[Dataset entries]
-------
PR #3962, opened 2026-08-15
perf(tests): cut test-body time in the five slowest unit-suite files

JustMaier:
Cuts test-body time in the slowest files of the unit suite. **The branch name is from a superseded plan — this is not a mock migration.** Nothing here touches the mock system, import slimming or pool config; those are other branches.

## Why this lane exists

Import time is attacked elsewhere. This is the cost no worker count can touch: the test bodies. Measured at `3863adcbb0`, the full suite spent **564 worker-seconds** in test bodies, and the top 20 files held 50.5% of it. A single 37.9s file is also a wall-clock floor — the suite cannot finish faster than its slowest file.

## What changed

**Two "before" columns, because they disagree and only one of them is a paired measurement.**

| # | file | baseline `duration` | measured before | after | mechanism |
|---|---|---|---|---|---|
| 1 | `challenge-ladder.test.ts` | 37875ms | 35731ms | **427ms** | deferred import of a heavy module |
| 2 | `prisma-inconsistent-orphan-relations.test.ts` | 31963ms | 19148ms | **9ms** | unmocked import graph that seven sibling suites already stub |
| 3 | `challenge-category.service.test.ts` | 18055ms | 18400ms | **39ms** | a real TCP timeout standing in for a mocked failure |
| 4 | `audit-matching-equivalence.test.ts` | 17491ms | 10152ms | *(unchanged)* | **irreducible** — brute-force differential oracle |
| 5 | `s3-upload.store.test.ts` | 16418ms | 16358ms | **36ms** | real retry backoff in the code under test |
| 6 | `listing-asset-upload-integrity.test.ts` | 14513ms | 6992ms | **773ms** | deferred import — **relocation, not a cut** |
| 7 | `dev-server-port-reservation.test.ts` | 10607ms | 10600ms | **734ms** | two tests paying a 5s claim deadline in full |
| 8 | `base.reward.failsoft.test.ts` | 3832ms | 3837ms | **1270ms** | real 5 x 500ms retry backoff |

- **baseline `duration`** — this file's row in the shipped full-suite artifact (`baseline-full-uncapped`, `head: 3863adcbb0`), measured under full-suite parallelism.
- **measured before** — a named-file run I took immediately before the change, in the same window as its "after".

**Only the second and third columns are a pair.** The two "before" columns disagree by up to 2.1x (#6: 14513 vs 6992), because a file measured under 31-way contention is not the same measurement as one measured alone. Quote the paired columns; the baseline column is here to locate the file in the suite, not to compute a saving from.

**Measured in-window: ~107 seconds off the test-body floor — ~101s a real cut, ~6s relocated.** Those two are kept apart deliberately. Against the baseline column the same work reads as ~110s, and that larger number is the one *not* to use: its two halves come from different windows on a box whose drift has since been measured at **+20.5% on `collect` between two identical full runs**.

The suite's slowest-file floor drops from 37.9s to 18.1s on the baseline's own terms, which is the one comparison where using that column is right — it is baseline-vs-baseline.

#6 moves cost from `duration` into `collect` (561ms → 6140ms) and leaves wall clock unchanged within this box's noise. It ships anyway because a graph billed to `duration` is invisible to the lane attacking import cost — the file reads as cheap to import and expensive to run when the opposite is true, so leaving it mislabelled hides a real target.

**Why #2's trick was not repeated on #6**, since the two files otherwise look alike: #2's graph was cut with a mock scaffold seven sibling suites already used, and nothing in that file exercised what the scaffold replaced. #6 is a seam test whose header is explicit that only the backend accessor is stubbed — the real persist proc, the real `sharp` decode, the real head re-read and the real comparison all run, because each half is trivially correct alone while the pair does nothing if they disagree about the metadata key. Cutting that graph would buy seconds by removing the thing the file exists to check.

🔴 **An earlier draft of this PR said "every before/after pair was taken in the same window" while the table's before column came from the baseline artifact and the after column from my own runs. That sentence was wrong**, and it is the same defect I raised against three other lanes — a control and a treatment from different windows, presented as a pair. The table above now carries both columns and says which two are comparable.

No full-suite run was taken for this branch. Every "after" is a named-file run, each paired with a "measured before" taken minutes earlier in the same session. That pairing is what the numbers rest on; the baseline column is context.

## The finding that outlives the diff

**The tail has six causes, not one.** Five are fixable, one is a floor. Anyone planning further work here should not expect a sweep.

1. a deferred import of a heavy module (#1, #6, and most of what remains)
2. an unmocked import graph the sibling suites all stub (#2)
3. a real network timeout substituted for a mocked failure (#3)
4. real retry or backoff sleeps in the code under test (#5, #7, #8 — three instances, the most common fixable cause)
5. real `spawnSync` subprocesses (`typecheck-tests-gate`)
6. whole-source-tree scans, several files each rebuilding the same one — **the only cause wanting a shared fix rather than a per-file one**

And beneath them the floor: differential oracles and scaling guards, where the time **is** the assertion (#4, `audit-redos`).

**A dynamic `await import()` inside a test body bills the whole module graph to `duration`, not `collect`.** The file then reads as cheap to import and expensive to run, when it is exactly the opposite — and it is invisible to anyone attacking import time. `challenge-ladder` was `collect 476 / duration 37875`; 35273ms of that was one test importing `daily-challenge-processing` to read a single job option.

Scanning the baseline for that shape — a dynamic import inside **any** function body rather than at module top level, excluding `vi.mock` factories, which are normal — over the top 50 slowest bodies with the six files touched here removed:

```
remaining top-50 files:            44 files, 281.3s of test-body time
  carrying a deferred import:      31 files, 202.3s   (72%)
  genuinely slow bodies:           13 files,  79.0s
```

Read as an **upper bound on a class**, not a measurement: it says a file with a deferred import holds N seconds, not that N seconds is import cost. It is a strong indicator rather than a proof — but where it was checked, it held. In `challenge-ladder` the first test held 35273ms of 37875ms; in `app-listing-backfill` 5765ms of 5776ms; in `run-page-maturity` 4364ms of 4369ms.

Three caveats travel with the number:
- vite-node caches repeated `await import()` of the same module within a file, so per-file hit counts index shape, not cost. `app-listing-backfill` imports the same service in 10 separate tests and pays once.
- Hoisting is not always safe. A test that imports late to observe module-scope initialisation, or after mutating env, changes meaning when moved. Judge each one.
- A first pass at this scan looked only for imports lexically inside `it`/`beforeAll` and reported 28/50. It **undercounted**, because the common shape routes the import through a plain helper — `async function loadResolver() { await import('~/pages/…'); }` — called from the tests. Anything measuring this class needs the by-depth criterion, not the by-construct one.

**Three of the first four fixed files also had a coverage defect underneath.** This was not a coincidence:

- **#3** could not distinguish the branch it was named for. Flipping its stub from rejecting to resolving-empty left all 16 tests green, because merging presets with an empty row set gives the same answer as the preset fallback. Fixed by pinning the behaviour that actually differs — the failure path deliberately does not cache. 16 tests → 18.
- **#5** had *no* cover for the transient part-retry path. Making 429 and 5xx non-retryable left all 17 tests green. It went untested because testing it meant sitting through 1s + 2s + 4s + 8s of real backoff — the cost *was* the gap. 17 → 19, plus `getPartRetryDelay` gaining 7 unit tests where it previously had none.
- **#1**'s slow test welded two claims together: arithmetic (`lock < interval`) and wiring (`the job asks for that lock`). Only the wiring half needed the graph.

So: **slow tests here are usually slow because something real was substituted for something that should have been controlled, and an uncontrolled dependency is an untested one.** Every fix in this PR raised coverage or held it level; none traded coverage for speed.

## How each one was fixed

**#1** — split the test. The wiring half moved to `challenge-jobs-scale.test.ts`, which already loads `daily-challenge-processing` behind a mock preamble, so it lands at ~0 marginal cost. Test count preserved: 40 + 6 where it was 40 + 5.

**#2** — the header claimed `@prisma/client` could not be stubbed under the unit env, so it installed a Proxy and let the real `model.service` graph load from a `beforeAll` with a 120s timeout. Seven sibling suites import the same module *statically* behind a mock scaffold and pay 11.9–33.0s in `collect`; this file paid 32s in `duration`. Took the sibling scaffold, dropped the Proxy, hoisted every dynamic import. A real cut, not a relocation: wall 19.6s → 7.2s.

**#3** — `~/server/db/client` was left unmocked so a real connection attempt would fail and exercise the preset fallback, at ~4s per call. Stubbed the read to reject instead: same `catch`, deterministic, and no longer dependent on what the box can reach.

**#4** — **deliberately not optimised.** `refIncludesPoi` runs a `String.match` before `regex.test` for every word, so non-matching words pay both; reordering would roughly halve two tests. An oracle's value is that it is a *copy* — an optimised copy is a second implementation you believe is equivalent, which is the one thing a differential test exists to not have to trust. The reasoning is now a comment at the head of the reference section, where the next person meets the lever before taking it.

**#5** — a `runUpload()` helper advances a fake clock until the upload settles.

Worth naming so a reader does not assume otherwise: the target was **not** the exponential part backoff. That path contributed nothing, because no test reached it. All six slow tests were the flat `withRetries(…, 3, 1000)` on the completion path — 3s each.

🔴 The first version drained `while (!settled && vi.getTimerCount() > 0)` and **hung**: at the moment the upload is handed back no timer exists yet — the first is scheduled after `fetch('/api/upload')` resolves — so the guard read 0 and exited before the run began. A count of pending timers says nothing about whether more are coming. The shipped version advances unconditionally, is bounded, and throws.

That bound is what makes a fake clock safe here rather than dangerous. Driving a loop with a fake is normally how a regression becomes an unreportable hang — the runner's own timeout is a timer too. Setting `MAX_PART_ATTEMPTS` to 100000 so the retry loop never ends now produces:

```
× stops at MAX_PART_ATTEMPTS when a part is transient forever ... 113ms
   Error: upload did not settle within 200 clock turns — a retry loop is not terminating
```

113ms and a sentence, where the same regression against the real clock would have wedged CI with nothing to read.

## Mutation tests

Every change was verified by breaking the production behaviour and reading the actual failure, not just confirming red.

| mutation | resulting failure |
|---|---|
| drop the job's `lockExpiration` override | `expected 300 to be 540` (createJob's default vs `9*60`) |
| `REVIEW_JOB_LOCK_SECONDS` 9→11 min | `expected 660 to be less than 600` |
| drop `modelVersion: { is: {} }` from the where-clause | `expected undefined to deeply equal { is: {} }` |
| drop `where: { tag: { is: {} } }` from `articleDetailSelect` | `expected { select: { tag: … } } to match object { where: { tag: { is: {} } }, … }` |
| catch returns `[]` instead of the presets | `expected [] to include 'theme'` + `TRPCError: Unknown judging category: theme` |
| cache the failed read | `expected "vi.fn()" to be called 2 times, but got 1 times` |
| `withRetries(…, 3, 1000)` → 0 attempts | `expected 1 to be 2` |
| `MAX_PART_ATTEMPTS` 5 → 1 | `expected [] to deeply equal [ 'https://b2.test/upload?part=2&v=1' ]` |
| 429/5xx no longer retryable | `expected 1 to be 2` and `expected 1 to be 5` |
| `MAX_PART_ATTEMPTS` → 100000 | `upload did not settle within 200 clock turns` |
| drop `session.port = moved` (daemon) | `expected 3101 to be 3102` |
| `findAvailablePort` ignores other sessions' reservations | `expected 3100 to be 3102`, `expected 3100 to be 3103` |
| the reward batch path swallows instead of rethrowing | `promise resolved "undefined" instead of rejecting` |
| `updateBuzzEvents` retry literal 5 → 1 | `expected "vi.fn()" to be called 6 times, but got 2 times` |

🔴 **One of these corrected a false claim I had just written.** In `base.reward.failsoft` I added `expect(h.insertImpl).toHaveBeenCalledTimes(6)` and commented it as pinning `BATCH_RETRY_COUNT`. Mutating that constant 5 → 1 left the file **green** — the path runs through `updateBuzzEvents`, which passes `5, 500` to `withRetries` as a literal and never reads the constant. The assertion was right; the sentence about it was wrong, and it would have credited a constant with coverage it does not have.

It was caught only by mutating the constant I had **named** rather than the one I had **pinned**. Both results are recorded in the test's comment. Worth generalising: a mutation that fails legibly still only proves the mechanism you actually broke.

## Verification

- `scripts/__tests__/typecheck-tests-gate.test.ts` — 147/147 (`typecheck` does not see `__tests__`)
- `pnpm run test:lint-rules` — 220/220, including `no-wholesale-module-mock`, which #2 improves by dropping its `@prisma/client` Proxy
- named-file runs throughout; no full-suite run was taken for this branch

## One named-file run tells you whether a slow file is fixable

Files 7 and 8 came out of the 13 in the top 50 that had **no** deferred import — the "genuinely slow body" set. Measuring all 13 alone produced a filter worth more than the two fixes:

```
baseline (31-way contention)      solo
        11133  lazy-revision  ->   6407
        10607  port-reserv.   ->  10600   <- unmoved
         5817  placement      ->   3452
         5542  model-subst.   ->   3267
         5458  audit-redos    ->   2550
         5450  scoped-cors    ->   2375
         4887  block-scope    ->   4471
         4015  dev-tunnel     ->   2274
         3991  hostTheme      ->   1950
         3832  failsoft       ->   3837   <- unmoved
         3702  gen-surface    ->   1165
         3548  chal.metrics   ->   1747
```

Most of the tail is **contention, not work** — solo they land at 40-60% of their baseline row, which means several are in the top 50 partly because they were unlucky in that run's scheduling.

🔴 **A file whose solo time equals its contended time is waiting on a clock, not competing for CPU.** The only two that did not move are the only two that were fixable, and that is the filter working rather than a coincidence: a wall-clock wait does not get shorter when the box is quiet. It costs one named-file run, and it separates the fixable from the merely unlucky before any code is read.

### The eleven left alone, and why

- **`audit-redos`** — asserts that matching scales *linearly* across adversarial inputs. The time is the assertion. Irreducible, same as #4.
- **`scoped-endpoints-cors-wiring`, `generation-surface-wiring`, `hostThemeChangeParity`, `block-scope.anytoken-mode`** — whole-source-tree scans: each walks `src` and regexes every file, and **each rebuilds the same scan independently**. See the lead below.
- **The rest** — 1.2-3.5s solo, spread across their tests with no dominator. Grind, not a mechanism.

## Lead, not taken: the four guard files that each rebuild the same source-tree scan

`scoped-endpoints-cors-wiring`, `generation-surface-wiring`, `hostThemeChangeParity` and `block-scope.anytoken-mode` are convention guards that each walk `src` and regex every file. Solo they are 1.1-4.5s each; in the baseline they are 3.7-5.5s. `app-spend-tier-privilege` does the same walk again, and so does `orchestrator-chat.wait-unit`.

A shared, cached tree scan behind one helper is the only real lever left in this tail — worth roughly **10-15s of test-body time**, and it is the sixth mechanism, the only one that wants a shared fix rather than a per-file one.

**Deliberately not attempted here.** It is a cross-file refactor touching four guard files whose whole value is being loud about drift, for a few seconds. That trade wants a reviewer and an unhurried window, not the end of a long day. Whoever takes it should note that a cached scan introduces cross-file coupling into guards that are currently independent — which is exactly the property that makes them trustworthy.

## Where this lane stops, and why

Working down the ranked list stopped at the next deferred-import file, because it measured as the same relocation and the scan says most of what remains is too:

```
app-listing-backfill.service.test.ts   17 tests, 5776ms — 5765ms of it on the first test,
                                       which is the one that first imports the service
```

Grinding out three more relocations would move seconds between columns and produce no wall-clock change. **The remaining tail is 72% deferred-import cost wearing a disguise — a finding for the import-slimming lane, not a fix for this one.** The genuinely-slow-body set was then swept separately, which is where files 7 and 8 came from.

## Not done, and deliberately

- **The `block-registry.service` cluster** — the same module imported inside test bodies across 12 files, ~53s together. It is import-graph work and belongs to that lane, not this one.
- **`typecheck-tests-gate.test.ts` (10982ms)** — real `spawnSync` subprocesses, left alone for timing. It was checked for correctness first, because a gate that reports a clean result for a process that never ran is a worse problem than a slow one.

  **It is clean, and structurally so.** The gate spawns `process.execPath` — always present — and passes the wrapper as an *argument*, so there is no resolved-binary lookup to fail silently and an `ENOENT` can never land in the status field. Verified against the real gate with a wrapper path that does not exist: `error= undefined`, `status= 3`, `CANNOT MEASURE`. It is also defended twice — with the FAILURE-TO-RUN rule disabled the positive-control floor still refuses the same run (`0 file(s) under a __tests__ directory, below the floor of 844`).

  Nothing pinned that, so this PR adds the case. It asserts the run is **refused**, not *which* guard refuses it: both catch it, and pinning one mechanism would go red on a change that left the property intact.

All 13 of the top-50 "genuinely slow body" files were measured; two are fixed here and the rest are accounted for above. `typecheck-tests-gate` is the one left unexamined for timing, for the reason given above.

### DIFF
--- a/scripts/__tests__/dev-server-port-reservation.test.ts
+++ b/scripts/__tests__/dev-server-port-reservation.test.ts
@@ -39,11 +39,21 @@ import {
   sessions,
 } from '../../.claude/skills/dev-server/scripts/daemon.mjs';
 
-// A 1ms poll with a generous deadline keeps every case below count-bound rather than clock-bound:
-// the probe mocks decide the outcome, so a slow box cannot turn a pass into the very failure these
-// tests exist to detect. The scan base sits above the default 3000 so no case can be satisfied by
-// a port a real session would be using.
+// A 1ms poll with a generous deadline keeps the cases where the port FREES count-bound rather than
+// clock-bound: the probe mocks decide the outcome, so a slow box cannot turn a pass into the very
+// failure these tests exist to detect. The scan base sits above the default 3000 so no case can be
+// satisfied by a port a real session would be using.
 const FAST_CLAIM = { timeoutMs: 5000, intervalMs: 1, baseDevPort: 3100 };
+
+// The cases where the port NEVER frees are a different shape, and the comment above used to claim
+// them too. They cannot be count-bound: claimPortForReuse polls until its deadline and only then
+// moves, so expiry IS the mechanism under test and the deadline is paid in full. At 5000ms the two
+// of them cost 10.0s of the file's 10.6s — measured, and unmoved by running the file alone, which
+// is what distinguishes a real wait from contention. 60ms buys the same expiry.
+//
+// Shortening it cannot make these flaky: the assertion is that the session MOVED, and the move is
+// what happens once the deadline passes however few probes fit inside it.
+const HELD_CLAIM = { ...FAST_CLAIM, timeoutMs: 60 };
 
 const ENV_PATH = '/nonexistent/.env'; // only read by start(), which no test here calls
 
@@ -149,7 +159,7 @@ describe('dev-server port claim on reuse', () => {
     makeSession('neighbour', 3100).status = 'running';
     isPortFreeMock.mockImplementation(async (port: number) => port !== 3101);
 
-    expect(await claimPortForReuse(session, FAST_CLAIM)).toBe(3102);
+    expect(await claimPortForReuse(session, HELD_CLAIM)).toBe(3102);
     expect(session.port).toBe(3102);
     expect(session.logs.at(-1)?.message).toContain('moving this session to 3102');
   });
@@ -162,7 +172,7 @@ describe('dev-server port claim on reuse', () => {
     makeSession('above', 3102).status = 'crashed';
     isPortFreeMock.mockImplementation(async (port: number) => port !== 3101);
 
-    expect(await claimPortForReuse(session, FAST_CLAIM)).toBe(3103);
+    expect(await claimPortForReuse(session, HELD_CLAIM)).toBe(3103);
   });
 });
 
--- a/scripts/__tests__/typecheck-tests-gate.test.ts
+++ b/scripts/__tests__/typecheck-tests-gate.test.ts
@@ -752,6 +752,26 @@ describe('the gate, end to end: a broken checker must never PASS', () => {
     expect(res.all).not.toContain('PASS —');
   });
 
+  // A wrapper that NEVER LAUNCHES, which is a different failure from one that runs and exits
+  // non-zero. It is worth its own case because the neighbouring class bit us elsewhere: an
+  // `execFile` on an extensionless `node_modules/.bin` script never started on Windows, and the
+  // ENOENT landed in the same `code` field as a real exit status, so a process that never ran
+  // reported as one that exited 2.
+  //
+  // The gate is structurally immune to that shape rather than defended against it: it spawns
+  // `process.execPath` — always present — and passes the wrapper as an ARGUMENT, so a missing
+  // wrapper is node's own exit 1 with no diagnostics, which the FAILURE-TO-RUN rule already owns.
+  // There is no resolved-binary lookup anywhere in this path to fail silently. This pins that.
+  it('a wrapper that does not exist -> exit 3, never a pass', () => {
+    const res = runGate(
+      path.join(dir, 'no-such-wrapper.mjs'),
+      fixtureBaseline('b-missing', BASE_FILES)
+    );
+    expect(res.status).toBe(3);
+    expect(res.all).toContain('CANNOT MEASURE');
+    expect(res.all).not.toContain('PASS —');
+  });
+
   it('a run killed by a signal -> exit 3', () => {
     const res = runGate(
       wrapperStub('killed', 'process.kill(process.pid, "SIGKILL");'),
--- a/src/server/games/daily-challenge/__tests__/challenge-ladder.test.ts
+++ b/src/server/games/daily-challenge/__tests__/challenge-ladder.test.ts
@@ -355,16 +355,10 @@ describe('findSlot seating', () => {
 describe('the per-tick placement budget fits the job lock', () => {
   // The bound this exists for is the JOB lock, which is not the completion claim and is not the
   // cron interval. Getting the three confused is how a cap gets sized against the wrong number.
-  it('is the lock the job actually asks for, not createJob’s default', async () => {
-    const { createJob } = await import('~/server/jobs/job');
-    const inherited = createJob('probe', '*/10 * * * *', async () => undefined);
-    const { dailyChallengeJobs } = await import('~/server/jobs/daily-challenge-processing');
-    const job = dailyChallengeJobs.find((j) => j.name === 'daily-challenge-process-entries')!;
-
-    expect(job.options.lockExpiration).toBe(REVIEW_JOB_LOCK_SECONDS);
-    // The point of the override: the inherited default is too short to hold a drain.
-    expect(REVIEW_JOB_LOCK_SECONDS).toBeGreaterThan(inherited.options.lockExpiration);
-    // Still shorter than the interval, so a tick can never overlap itself.
+  // The other half of this — that the JOB actually asks for REVIEW_JOB_LOCK_SECONDS — lives in
+  // `src/server/jobs/__tests__/challenge-jobs-scale.test.ts`, which already loads
+  // daily-challenge-processing.ts. Importing that graph here cost 35s of test-body time on its own.
+  it('is shorter than the interval, so a tick can never overlap itself', () => {
     expect(REVIEW_JOB_LOCK_SECONDS).toBeLessThan(REVIEW_JOB_INTERVAL_SECONDS);
   });
 
--- a/src/server/jobs/__tests__/challenge-jobs-scale.test.ts
+++ b/src/server/jobs/__tests__/challenge-jobs-scale.test.ts
@@ -139,9 +139,11 @@ vi.mock('~/server/jobs/daily-challenge-processing', async (importOriginal) => {
   return { ...actual, pickWinnersForChallenge: mockPickWinnersForChallenge };
 });
 
-const { reviewEntries, challengeReviewInternals } = await import(
+const { reviewEntries, challengeReviewInternals, dailyChallengeJobs } = await import(
   '~/server/jobs/daily-challenge-processing'
 );
+const { createJob } = await import('~/server/jobs/job');
+const { REVIEW_JOB_LOCK_SECONDS } = await import('~/server/games/daily-challenge/challenge-ladder');
 const { runChallengeCompletion } = await import('~/server/jobs/challenge-completion');
 const { CHALLENGE_JOB_BATCH_SIZE, CHALLENGE_JOB_CONCURRENCY } = await import(
   '~/shared/constants/challenge.constants'
@@ -172,6 +174,20 @@ beforeEach(() => {
   mockGetEndedActiveChallenges.mockResolvedValue([]);
   mockGetChallengesToReconcile.mockResolvedValue([]);
   mockResetStuckCompletingChallenges.mockResolvedValue(0);
+});
+
+describe('the review job asks for the lock the placement budget was sized against', () => {
+  // The bound REVIEW_TICK_BUDGET_MS is sized against is the JOB lock, not the completion claim and
+  // not the cron interval. The arithmetic lives beside those constants in challenge-ladder.test.ts;
+  // this is the wiring half, here because loading daily-challenge-processing.ts is what it costs.
+  it('is the lock the job actually asks for, not createJob’s default', () => {
+    const inherited = createJob('probe', '*/10 * * * *', async () => undefined);
+    const job = dailyChallengeJobs.find((j) => j.name === 'daily-challenge-process-entries')!;
+
+    expect(job.options.lockExpiration).toBe(REVIEW_JOB_LOCK_SECONDS);
+    // The point of the override: the inherited default is too short to hold a drain.
+    expect(REVIEW_JOB_LOCK_SECONDS).toBeGreaterThan(inherited.options.lockExpiration);
+  });
 });
 
 describe('reviewEntries at volume', () => {
--- a/src/server/rewards/__tests__/base.reward.failsoft.test.ts
+++ b/src/server/rewards/__tests__/base.reward.failsoft.test.ts
@@ -233,7 +233,15 @@ describe('base.reward batch process() still rethrows (cron path unchanged)', () 
     });
   }
 
+  // The batch path retries 5 times with a 500ms backoff, all of it real: this one test cost 2556ms
+  // of the file's 3837ms. The retry budget IS what is under test here — shrinking it would change
+  // the behaviour rather than the clock — so the clock is driven instead.
+  //
+  // The loop is bounded and the assertion is awaited afterwards, so a retry chain that stopped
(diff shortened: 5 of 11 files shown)


JustMaier:
Review as asked, from the lane with no investment in this one. Short version: I could not break the numbers, and the two things I have are a latent hazard and a naming nit. I checked the claims I could falsify independently rather than re-reading the body.

## What I verified rather than took on trust

**#4 really is unchanged.** 46 changed lines on a file whose row says *(unchanged)* is the sort of thing that usually hides a quiet edit. It is the added `🔴 Do not optimise` comment plus Prettier reflowing two `it(..., 60000)` calls and one regex onto fewer lines. No assertion, corpus or reference-implementation change. The row is honest.

**The moved test in `challenge-jobs-scale.test.ts` reads production, not a fixture.** This was my main worry with #1: the file `vi.mock`s `~/server/jobs/daily-challenge-processing` with an `importOriginal` spread, and the relocated assertion reads `dailyChallengeJobs` from that same module. If the factory had overridden it, `expect(job.options.lockExpiration).toBe(REVIEW_JOB_LOCK_SECONDS)` would be comparing the fixture to itself. It overrides `pickWinnersForChallenge` only, so `dailyChallengeJobs` comes from the real module. The move is sound.

**The `runUpload` bound is real.** `MAX_CLOCK_TURNS = 200` × `CLOCK_TURN_MS = 60_000` with an unconditional advance, and it throws with a sentence rather than returning. The comment explaining why `while (vi.getTimerCount() > 0)` hung — no timer exists at hand-back, the first is scheduled after `fetch('/api/upload')` resolves — is the kind of thing that gets rediscovered expensively if it is not written down.

## One latent hazard worth a line of comment

`runUpload` creates the promise, awaits the clock loop, and only returns the promise afterwards:

```js
const promise = useS3UploadStore.getState().upload(...args).finally(() => { settled = true; });
for (let turn = 0; !settled && turn < MAX_CLOCK_TURNS; turn++)
  await vi.advanceTimersByTimeAsync(CLOCK_TURN_MS);
```

If `upload` ever **rejects**, that rejection is unhandled for the duration of the loop — it would surface as an unhandled rejection rather than as the test failure you want. It is **not live today**: I checked every call site in the file and `upload` resolves on every path, returning `undefined` on failure and setting `items[0].status = 'error'`. So this is not a defect in the PR; it is a tripwire for whoever later makes `upload` reject. A `.catch(() => {})` on the loop-local handle, or one sentence saying the helper assumes a non-rejecting `upload`, keeps the next person out of it.

## Naming nit

`describe('preset fallback (no DB available)')` now contains `it('caches a successful read, and lets its rows override the presets')`, where the DB read **succeeds**. The test is right and belongs near its sibling — the block name is now narrower than its contents.

## On the correction, since it is the reason I was asked

The body carries the before/after basis defect and its fix in the open, with both columns present and an explicit statement of which two are comparable. I looked for the same defect elsewhere in the body and did not find it: the `37.9s → 18.1s` slowest-file claim is baseline-vs-baseline, which is the one place that column is the right one, and it says so. The `72%` deferred-import figure is labelled an upper bound on a class, carries three caveats including the by-depth-vs-by-construct undercount that produced an earlier wrong number, and names the three files where it was checked against actuals.

The `~110s` figure is correctly identified as the one **not** to use. For what it is worth from my lane, that is now measurable rather than a guess: two identical full runs on this box, nothing changed between them, came out **+20.5% on `collect`**. Anything assembled from two windows is inside that envelope.

## Not blocking, for a future pass

`typecheck-tests-gate.test.ts` (10982ms) is correctly deferred, and the stated reason — check the `spawnSync` calls for the laundering bug where a process that never launched reports as one that exited non-zero — is the right order of operations. A gate that reports a clean result for a process that never ran is a worse bug than a slow one.

Nothing here blocks. The two items above are a comment and a `describe` name.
-------
What this task involves ▸ Report every line in the data that holds "bodies", copying each one.

Response for this exercise ▸
Import time is attacked elsewhere. This is the cost no worker count can touch: the test bodies. Measured at `3863adcbb0`, the full suite spent **564 worker-seconds** in test bodies, and the top 20 files held 50.5% of it. A single 37.9s file is also a wall-clock floor — the suite cannot finish faster than its slowest file.
Scanning the baseline for that shape — a dynamic import inside **any** function body rather than at module top level, excluding `vi.mock` factories, which are normal — over the top 50 slowest bodies with the six files touched here removed:
  genuinely slow bodies:           13 files,  79.0s
- **The `block-registry.service` cluster** — the same module imported inside test bodies across 12 files, ~53s together. It is import-graph work and belongs to that lane, not this one.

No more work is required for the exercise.